PR #441, opened 2023-05-05
Preparations for release 1.1.2

Whathecode:
- Stop publication of the helper project `publish-npm-packages`, which is rejected by Sonatype since it isn't configured for publication and made CD fail.
- Upgrade all dependencies: primarily Kotlin 1.8.21.

### DIFF
--- a/typescript-declarations/package.json
+++ b/typescript-declarations/package.json
@@ -13,19 +13,18 @@
     "carp-studies-core"
   ],
   "dependencies": {
-    "@js-joda/core": "5.2.0",
-    "big.js": "6.1.1"
+    "@js-joda/core": "5.5.3"
   },
   "devDependencies": {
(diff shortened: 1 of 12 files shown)


typescript-declarations/package.json
```diff
@@ -13,19 +13,18 @@
     "carp-studies-core"
   ],
   "dependencies": {
-    "@js-joda/core": "5.2.0",
-    "big.js": "6.1.1"
```
xelahalo, line 17: I noticed you removed this one, do we not need it?

Whathecode: Big JS no longer seems a dependency. I think it was used for the `long` implementation in kotlin standard library. Maybe they now use a different approach. All tests pass ...

xelahalo (approved):

PR #447, opened 2023-10-21
Upgrade to Kotlin 1.9.10 and other dependencies

Whathecode:
The new Kotlin version seems to require IntelliJ 2023.

And, as usual, the JS facades had to be updated; `serializer()` access through companion objects now also seems garbled, but luckily always to `.o14()`, so I could add a new facade to access serializers.

Lastly, a detekt upgrade resulted in some new formatting violations which were fixed.


Whathecode:
Kotlin 1.9.20 has been released, but updating to it currently is blocked by what seems to be a new TypeScript generation bug: https://youtrack.jetbrains.com/issue/KT-63184/JsExport-on-serializable-interface-creates-erroneous-TypeScript

For future reference, it also requires adding `it.freeCompilerArgs.add('-Xexpect-actual-classes') // https://youtrack.jetbrains.com/issue/KT-61573` to `build.gradle` where currently the other `optIn`'s live.

xelahalo (approved):
Yeah, most of it was just formatting, sorry for the late review!

PR #378, opened 2015-03-23
351 issue on GitHub

rbalekai:
I18n for file access permission error


danhorst:
:+1:  I like this solution

PR #401, opened 2015-03-27
223 issue on GitHub

rbalekai:
Multi-field validator


jeremyf:
Scenarios

```ruby
[
  values: [], valid?: false,
  values: [''], valid?: false,
  values: nil, valid?: false,
  values: '', valid?: false,
  values: ['work'], valid?: true,
  values: ['work', ''], valid?: false,
  values: ['work', nil], valid?: false,
].each_with_index do |example, index|
  it "will validate #{example[:values].inspect} as #{example[:valid?].inspect} (Scenario ##{index})" do
    # do some code.
  end
end
```

jeremyf:
I'm closing this pull request at this point.

PR #418, opened 2015-03-31
417: Clarify the process for finding work to do

danhorst:
Formalizing process can be a bit pedantic but I would rather be explicit then leave room for confusion.
What do you think @ndlib/dlt?

[Here is the document as it will be look when merged](https://github.com/ndlib/sipity/blob/417-issue-on-github/CONTRIBUTING.md).

This pull request should not be merged until everyone has weighed in.


jeremyf:
:+1: The key thing to capture is that we pick from the prioritized list. If we don't know how to act on the prioritized ticket, then seek clarification. In the meantime you can go and find another ticket that might be small in scope.

dbrower:
This looks fine to me.

To be pedantic, I don't like the definition of an issue since:

 * all issues are actionable
 * a question is an issue with a special tag which is not necessarily actionable
 * so a question issue may not be actionable
 * contradiction since all issues are actionable.

I guess this is the main thing that stuck out to me.

jeremyf:
@banurekha @rbalekai Any thoughts? :+1: or :-1: or suggestions?

rbalekai:
:+1:

banurekha:
:+1:

cdeluca495:
Forgive me for asking, but if it is decided that we want to do dev on VM environments instead of local machines, how much of this process will change and what would it look like?

jeremyf:
@cdeluca495 Little of this will change if we do dev on a VM vs. local machine.

jeremyf:
@danhorst Do you have clarifications so we can get this critter reviewed and merged?

cdeluca495:
:+1:

PR #458, opened 2015-04-06
451 create a method class that fetches a given netid s preferred name

banurekha:


app/services/sipity/services/netid_query_service.rb
```diff
@@ -0,0 +1,60 @@
...
+        person.fetch('netid')
+      rescue KeyError
+        false
+      end
+
+      private
+
+      def person
+        parse
+      rescue OpenURI::HTTPError
```
jeremyf: This `rescue` appears to be out of place. I'd expect it to be closer to the location in code where the exception is thrown.

app/services/sipity/services/netid_query_service.rb
```diff
@@ -0,0 +1,60 @@
...
+        {}
+      end
+
+      def response
+        # Leveraging 'open-uri' and its easy to use interface
+        open(url).read
+      end
+
+      def parse
+        JSON.parse(response).fetch('people').first
```
jeremyf:
```ruby
def parse
  # Leveraging 'open-uri' and its easy to use interface
  response = open(url).read
  JSON.parse(response).fetch('people').first
rescue OpenURI::HTTPError
  {}
end
```

PR #460, opened 2015-04-07
412 issue on GitHub

rbalekai:
@jeremyf review?


jeremyf:
It looks like it is time to introduce an attribute presenter; If logic in the view is a key indicator that something needs to be teased apart.

jeremyf:
If you would like, we can craft a "Technical Debt" issue saying "Create an AttributeDecorator to handle custom predicate rendering" then tidy up your pull request.

PR #462, opened 2015-04-07
337 email refinements i18n for access controls embargo date persistence research director plurality

rbalekai:


jeremyf:
If we go ahead and create an issue for "Create an AttributePresenter to handle custom predicate rendering" then this pull request is closer to completion.

PR #490, opened 2015-04-14
309 allow rich text for some attributes

banurekha:


app/views/sipity/controllers/dashboards/index.html.erb
```diff
@@ -33,7 +33,7 @@
       <tbody>
         <% view.works.each do |work| %>
           <tr>
-            <td><%= link_to(work.title, work_path(work)) %></td>
+            <td><%= link_to(raw(work.title), work_path(work)) %></td>
```
jeremyf: We can't use `raw` as this is a user input. I believe what we need is to sanitize the `title` input via a tag-whitelist then output the title as html_safe.

In using `raw` we expose a vector for anyone to inject malicious javascript that could do lots of bad things.

@danhorst do you have some suggestions.

app/views/sipity/controllers/dashboards/index.html.erb
```diff
@@ -33,7 +33,7 @@
       <tbody>
         <% view.works.each do |work| %>
           <tr>
-            <td><%= link_to(work.title, work_path(work)) %></td>
+            <td><%= link_to(work.to_s, work_path(work)) %></td>
```
jeremyf: Why not `work.title`?

app/views/sipity/controllers/works/show.html.erb
```diff
@@ -64,7 +64,7 @@
   <div class="row">
     <div class="col-xs-12 work-show page-header">
       <h1 class="work-title">
-        <span itemprop="name"><%= model.title %></span>
+        <span itemprop="name"><%= model.sanitize_html(model.title) %></span>
```
jeremyf: Can the presenter instead auto-sanitize the output of title?

app/forms/sipity/forms/work_enrichments/describe_form.rb
```diff
@@ -26,6 +26,23 @@ def save(requested_by:)
           end
         end
 
+        include Conversions::SanitizeHtml
+        def sanitize_html(value)
+          Conversions::SanitizeHtml.call(value)
```
jeremyf: If you are using the `include Conversions::SanitizeHtml` you don't need to define the `sanitize_html` method; Its included. So I believe lines 30 to 32 can be removed.

app/decorators/sipity/decorators/work_decorator.rb
```diff
@@ -39,9 +39,9 @@ def accessible_objects
         @accessible_objects ||= repository.access_rights_for_accessible_objects_of(work: object)
       end
 
-      include Conversions::ConvertToRichText
-      def rich_text_value(attribute)
-        Conversions::ConvertToRichText.call(attribute).html_safe
+      include Conversions::SanitizeHtml
+      def sanitize_html(attribute)
```
jeremyf: With line 42, lines 43 to line 45 are not necessary.

jeremyf:
Excellent stuff! I'm glad that you had a chance to dig through sanitization of user input. Its something we have to be ever vigilant about because our applications more and more hold the keys to so much information.

PR #525, opened 2015-04-22
523 create a work area show page

### LINKED ISSUE #523: Create a work area show page
Given that this is delving into the controller, I'd like to explore a refinement of the runner interaction with the controller; That is to say the callbacks are helpful but have a lot of similarities that can be encapsulated inside a class.

jeremyf:
## Claiming issue 523

@94495352c3159b344aeea60cb4bf71fdb35fcb09

relates to #523

$ ./script/start-issue 523

[skip ci]

## Adding HandledResponseParameter

@a8ce71bcf23b297fe02357973b0f5864cc866456

I want to codify the expectation between a runner's returned value and
a response handler.

## Adding ResponseHandlers module

@3e8dbfac2cb72e08331f5e054c934ace3159f048

> ResponseHandlers are a means of encapsulating how we respond to an
> action's response. Action responses should implement the interface
> of the HandledResponseParameter.
>
> This is experimental; After conversations with @terrellt I wanted to
> eliminate the callbacks of the runners. They were helpful to convey
> what was happening. I believe the callbacks have reduced some of the
> complexities of controller testing. There was room for more, and I
> hope that is made clear through this experimentation.

## Adding exception for interface expectation error

@63210026cba5646d0676b4d388a62ae7f3cd4c75

In cases where we expect something to be implemented but it is not,
this is a case that we want to raise an exception. It highlights a
broken development assumption.

## Adding Work Area response handlers

@8cdf378cbcc8a5facf5a4eb1d66bd68692c49ea0

This is an experiment of treating the controller as the inflection
point of the request and the response but making both the request
logic (i.e. the Runners) and the response logic (i.e. the
ResponseHandler) leverage indirection to better allow for
configuration and testability.

## Creating the WorkArea experiment

@f20bb7c82473ac573bb41e3742f9a7c8f6c49c68

Instead of using the current convention of a Runner and inline
response handling, I'm opting to create a custom respond handling eco-
system.

This should be considered experimental, but I'm enjoying the greatly
simplified controller testing. I may need to inject a dummy responder
that doesn't care about view rendering and such non-sense.

## Closing issue 523

@437b691c21841844040457bf265a3376bd0d209d

Closes #523

$ ./script/close-issue 523


rbalekai:
:+1:

PR #545, opened 2015-04-23
Crafting application concept

jeremyf:
## Updating work_areas routing as per conversation

@fb0bccf049c727bbe4c16817edf66b52d9cd1c2e

Keeping it simpler

## Adding Sipity::Models::ApplicationConcept

@d23e23b47f6f86cde634f611af5704de829d4ee1

> Experimental
>
> Throughout the application I have the case in which I need to relate
> data-concepts to class concepts; (i.e. WorkArea's have the same
> processing strategy).
>
> As I'm thinking about them, I believe the WorkType and the
> ApplicationConcept are in close alignment. It just happens that a
> WorkType already exists and does not make sense to shoe horn the
> WorkArea into the WorkType concept.
>
> Perhaps as I work through this concept, I'll emerge with a better
> abstract representation of both WorkTypes and the WorkArea concept.

## Experimenting with WorkArea ApplicationConcept

@a699b615dd708f169f7e6db1e62512db49c99a23

I am explicitly deciding that a WorkArea application concept is where
I hang the application processing strategy instead of an individual
WorkArea.

The idea being if each WorkArea had different strategies, I believe
they would all be copies of each other. In reality, I want them to
share the strategy and let the implementation forms dictate what each
strategy does.

## Amending method name

@b64f5314278f982f446e220fd2e66711a7c3d74b

As per @rbalekai's suggestion, I want it to be more descriptive.

## Permitting 'show' of new work area to its manager

@981c775f014202ca3d1da1df7956d80e3ea91bcd

Prior to this commit, the work area was in accessible to everyone. Now
defaulting the behavior to grant permission for the work area manager
to "show" the given work area.

## Adding a more exhaustive test case

@ce5025e18a4047e588613844861cf7d5f0b7f492

With the WorkAreas all having the same processing strategy, the
creation behavior needed to account for that.

## Removing :through relationships

@29b202631f4795d3439f77f077319802efc89213

While these may be helpful from a data structure stand point, I
believe these relations are less useful given the preference of
Repository objects.

Also, it clears up the lines that are generated in the ERD.

## Adding declared relationship

@7b711ae596461f61cccb945a367b55b9582b8be1

While it may not be necessary (and perhaps in violation of module
boundaries) to have the has_one declaration for a polymorphic
relation, I want to expose this to assist in the ERD generation.

## Updating Sipity ERDs to reflect changes

@dd3169dd245ad21f6ea9309ee42756da53b9f486


app/services/sipity/services/create_work_area_service.rb
```diff
@@ -33,18 +34,28 @@ def call
       private
 
       attr_accessor :work_area
-      attr_reader :processing_strategy, :work_area_managers
+      attr_reader :processing_strategy, :work_area_managers, :application_concept
 
       delegate :slug, to: :work_area
 
+      def find_or_create_the_work_area_concept!
```
rbalekai: Shouldn't the method name be find_or_create_the_application_concept! as you are calling the Models::ApplicationConcept.create! ?

jeremyf: Good catch. Will change.

On Thursday, April 23, 2015, rbalekai <notifications@github.com> wrote:

> In app/services/sipity/services/create_work_area_service.rb
> <https://github.com/ndlib/sipity/pull/545#discussion_r29001258>:
>
> >
> >        delegate :slug, to: :work_area
> >
> > +      def find_or_create_the_work_area_concept!
>
> Shouldn't the method name be find_or_create_the_application_concept! as
> you are calling the Models::ApplicationConcept.create! ?
>
> —
> Reply to this email directly or view it on GitHub
> <https://github.com/ndlib/sipity/pull/545/files#r29001258>.
>


-- 

Jeremy Friesen
takeonrules.com

PR #579, opened 2015-04-28
562 Step 2 create processing strategy usage class

### LINKED ISSUE #562: Create Processing::StrategyUsage class
Instead of a ProcessingStrategy being owned by a concept, it should be associated with a concept. In that way we can more readily reuse strategies (even copying them if need be). I believe this will help with fishing around with the ApplicationConcept.

jeremyf:
## Removing Processing::Strategy.proxy_for relationship

@6a531f3b96c9f720ddb1e4e205f1ab918d559355

Tests are broken but this is the moment in which they all break. Now
to rebuild from there.

## Refactoring to remove belongs_to

@4a037d903515b9b9b032f6c005e42f30d5a93014

## Fixing seed data for build

@0e81f2302d0337046f41bc6d7b7fe8640cf91847

## Removing deprecated method test

@bd2dd2709485f0eeab6be8fb1a15abd5f9701c45

## Refactoring to use CreateWorkService

@a28035b4cee3d7c47c5ff7bf6b916d4de1453ca7

Instead of the complicated repository method, I'm favoring a service
object that can better compose existing behavior. The tests continue
to fail as this is simply an extract class from method.

This begs the question:

> Why do some repository methods delegate to a service object and
> other methods have inline behavior?

My short answer is that methods are very readable, but classes allow
encapsulation of ideas. So, as a repository method gets more
complicated it becomes a primary candidate for factoring into a class.

Another way to think about it is that repository methods provide a
convenience method for Presenter and Form interaction with the data.

My suspicion is that each form should leverage a collaborating service
class instead of service method(s); The service class could be swapped
out as well. But forms are a complicated critter; They need data from
the persistence layer and need to issue a command to update the
persistence layer. (They leverage both commands and queries).

With the separation of CommandRepository and QueryRepository, our code
is at a point where forms could be composed of a QueryService and
CommandService object. And that is how things may move going forward.
But for now we factor towards an understanding of how our code is
growing and taking shape.

## Adding FindOrCreateWorkTypeService

@b7346f56f5318c088275496e6a8625f245f8c32a

> Responsible for finding or creating the corresponding work type and the
> requisite processing entries.

Also consider that the existing tests are using a piecemeal approach
to work type creation (and strategy creation). This is a class that
can be leveraged instead of a FactoryGirl construct (which would not
be leveraged in production).

## Factoring what happens for Work creation

@8f81ad20cd822678493d31d6da6d7e2898349246

Leveraging composition over imbedded complex behaviors

## Fixing create processing strategy

@7ab7709a0056d5ba30efde11f12c2ecd2d6f5466

This was broken after I removed the proxy_for_id and proxy_for_type
columns from the 'sipity_processing_strategies' table.

## Removing deprecated methods

@d714e5885da714d32d471c6f85f293e282a6eb92

They were no longer being called, so out the door they go!

## Preferring service vs. direct model create! calls

@256bac13e901ee3a54d6b6feafb05e5ce740be21

There is a service class that collaborates on the data creation for a
work type and such. I want to leverage it instead of "direct"
statements for creating the various database entries.

## Closing issue 562

@73596810b6a69e01a0cad5f72ae92ca2f3c237b2

Closes #562

$ ./script/close-issue 562


rbalekai:
the tests ran successfully on my dev for this PR

PR #3, opened 2020-07-25
Add support for composition

patriksvensson:
Adds API for composing elements programmatically.


patriksvensson:
Going to rethink this a bit and submit a new implementation.

PR #25, opened 2020-08-07
Update regex to correctly identify Windows 10

AdmiringWorm:
When running .NET Core 2.1 or .NET Framework 4.6.1, the used regex for
detecting Windows 10 TrueColor support does not match the OSDescription.
The reason for this is because on those frameworks the description has
trailing whitespaces, but they do not on .NET Core 3.1.
This pull request updates the regex to ignore any trailing whitespaces.


patriksvensson:

PR #26, opened 2020-08-07
Correct check for color being the default color or not

AdmiringWorm:
This pull reqest updates the Color class to also take into account of wether one of the colors that are being compared is the default color or not.

Additionally, I added examples for background color in the Samples console project


patriksvensson:
@AdmiringWorm Thanks for this! Appreciated! 👍

PR #76, opened 2020-09-10
Add link support for supported terminals

### LINKED ISSUE #75: Support ANSI Hyperlinks in output
It would be handy if there were support in spectre.console to output ANSI hyperlinks (clickable links) in the terminals that support this feature.

While there are currently only a handful of terminals that currently support this.
Current state of support (per 2020-05-31) can be seen here: https://gist.github.com/egmontkob/eb114294efbcd5adb1944c9f3cb5feda

From my own testing, I have found that GNOME Terminal supports these links, and partially Windows Terminal (mainly only that it won't choke when ANSI hyperlinks are used).

patriksvensson:
Also refactors the code quite a bit, to make it a bit more
easier to add features like this in the future.

Closes #75


patriksvensson:
@AdmiringWorm Can you take this PR for a spin in a terminal which supports links?
There's a new example called `Links` under `./examples/Links`. 

Could you also grab a screenshot of it by any chance? Thanks!

AdmiringWorm:
I took it for a spin. It seems the link isn't going through:

Here is why I got:
image

And as an example, here is what is expected for the ANSI Links
image

The tooltip happening in the screenshot is caused by hovering over the link (and there is a dotted line when not hovering over the link).
But these can be terminal implementation specifics, I think.

patriksvensson:
@AdmiringWorm Think I might have found something. Could you pull the latest and try again?

AdmiringWorm:
@patriksvensson just did, looks to be working as it should:

image

patriksvensson:
Could you try adding a color like `yellow` to the link markup and see if it still looks like it should?

Sorry, will get my linux box up and running again asap so I won't bother you more! 😅

AdmiringWorm:
@patriksvensson sure thing:

<details>
<summary>using [yellow link]:</summary>

image

</details>

<details>
<summary>Using [yellow][link]</summary>

image

</details>

<details>
<summary>Using [link][yellow]</summary>

image

</details>

Aything else you want me to test?

btw, I noticed that using `[link]https://patriksvensson.se][/]!` didn't work, do you plan to add that as well (not a problem if not).

patriksvensson:
@AdmiringWorm Perfect. Seems like it's working now. I haven't thought about that scenario but probably something we want to support. Adding it!

PR #79, opened 2020-09-15
Add emoji code support

khellang:
Was just playing around. It's yours if you want it 😄

I have no clue where to plug it in, so I just did the replacement in `Segment` and added some emoji to the `Info` example 😅

I'll try to write some tests for the emoji replacement soon.

This is currently what the info sample looks like in my Rider terminal:

image


patriksvensson:
@khellang Ooooh, awesome! I very much want this 😄 

I'm not sure where the correct place is to add it as well, but I would say `Segment` is OK by me.
Or perhaps it should be part of `Markup` parsing? Anyway, for now, putting it in `Segment` will do fine.

Thanks!

patriksvensson (approved):

patriksvensson:

khellang:
Awesome. Perfect opportunity to test the new wcwidth implementation 😉

patriksvensson:
@khellang Exactly! 😄

PR #87, opened 2020-10-01
Update Docs Readme

khalidabuhakmeh:
Added some more context to the docs readme for
folks looking to contribute. Also added the license
so its clear what the license of the docs site is. As
a small tweak I removed a duplicate string value and
use the Constant.


patriksvensson (approved):

patriksvensson:
Awesome @khalidabuhakmeh! There can never be enough documentation 😄

PR #100, opened 2020-10-11
Add table overflow splitting

patriksvensson:
This PR adds support for table overflow splitting.
Splitting strategies are opt-in and listed below.

## Default

Do nothing to prevent bad rendering.

- [x] Implemented
    
image

## Drop

Start dropping columns until content fit.

- [x] Implemented

image

## Ellipsis

Display columns that won't fit with an ellipsis.

- [ ] Implemented

image

## Column splitting

Split columns in half until all columns fit.

- [ ] Implemented

image

## Row splitting

Split rows so all columns are grouped together even if not all fit.
Introduce row separators for this to make it less confusing?

- [ ] Implemented

image


khalidabuhakmeh:
All these are great options. It would be awesome to set up a global config in one place to adjust the output based on environment.

I imagine on CI I would want default behavior.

====

Copy each line of the records containing the string "working".

@patriksvensson just did, looks to be working as it should:
@AdmiringWorm Perfect. Seems like it's working now. I haven't thought about that scenario but probably something we want to support. Adding it!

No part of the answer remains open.